[[ Data section open ]]
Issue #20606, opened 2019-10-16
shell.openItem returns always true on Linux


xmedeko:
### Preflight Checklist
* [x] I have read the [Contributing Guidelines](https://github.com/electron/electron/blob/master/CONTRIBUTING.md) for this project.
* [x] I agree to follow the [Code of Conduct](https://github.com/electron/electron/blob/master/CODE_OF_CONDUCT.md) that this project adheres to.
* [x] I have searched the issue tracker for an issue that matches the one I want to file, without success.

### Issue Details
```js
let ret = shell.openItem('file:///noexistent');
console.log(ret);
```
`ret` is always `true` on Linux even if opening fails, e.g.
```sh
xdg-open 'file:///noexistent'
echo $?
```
[[ Data section closed ]]
**Problem**. Check every line above for the word "https" and copy those that have it.

**Result of the task**.
* [x] I have read the [Contributing Guidelines](https://github.com/electron/electron/blob/master/CONTRIBUTING.md) for this project.
* [x] I agree to follow the [Code of Conduct](https://github.com/electron/electron/blob/master/CODE_OF_CONDUCT.md) that this project adheres to.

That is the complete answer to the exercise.